Doris Meissner, former commissioner of the U.S. Immigration and Naturalization Service, said applicants can wait in camps for years with no assurance they’ll get into the country of their choice.
“Sometimes they decide that smuggling is the best shot,” said Meissner, now a senior fellow at the Migration Policy Institute, a nonpartisan think tank in Washington.
Dick Zonneveld, a St. Paul immigration attorney, recently taught a law class on Somali immigration issues. “Many times their only way to travel to the United States is illegally with false papers,” he said.
Previously, amnesty seekers were detained, sometimes for a long time at a high cost, until given asylum. But in January 2010, U.S. policy changed to release them if they have a “credible fear” of persecution and can stay with friends or family until a final court decision.

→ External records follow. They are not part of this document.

PR #3297, opened 2018-07-23
ZEN-30522: Fix usage of input[type=file]

rzino:
Use stylized `input[type=file]` provided by Ext.JS instead of default unstyled.

### DIFF
--- a/Products/ZenUI3/browser/resources/js/zenoss/process.js
+++ b/Products/ZenUI3/browser/resources/js/zenoss/process.js
@@ -864,7 +864,7 @@ Ext.define("Zenoss.SequenceGrid2", {
 });
 
 function readBlob() {
-    var files = document.getElementById("files").files;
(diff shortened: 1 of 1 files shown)


Products/ZenUI3/browser/resources/js/zenoss/process.js
```diff
@@ -1132,25 +1132,36 @@ Ext.define("Zenoss.TestRegexDialog", {
...
+                            {
+                                layout: {
+                                    type: 'hbox',
+                                    pack: 'start',
+                                    align: 'stretch'
+                                },
+                                items: [
+                                    {
+                                        fieldLabel: 'File',
+                                        xtype: 'filefield',
```
rzino: Since Ext.JS has component `Ext.form.field.File` it is better to use it than create some custom file input using `html` property as it was before.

Nationally, the number of Somali asylum seekers found to have a “credible fear” more than doubled in the fiscal year ending Sept. 30, from 186 in 2009 to 394 in 2010, according to the U.S. Citizenship and Immigration Services.
Please read the entire Minneapolis Star Tribune story where there is also a discussion of the 270 smuggled Somalis that have not been found—maybe Ms. Meissner or Ms. Hunter know where they are! Maybe a Congressional committee should ask them!
Who is paying the smugglers? Who pays the lawyers? US Non-governmental organizations? We don’t know but Congress should find out. Everyone reading this page should immediately contact your Congressman and US Senators and demand Congressional investigations!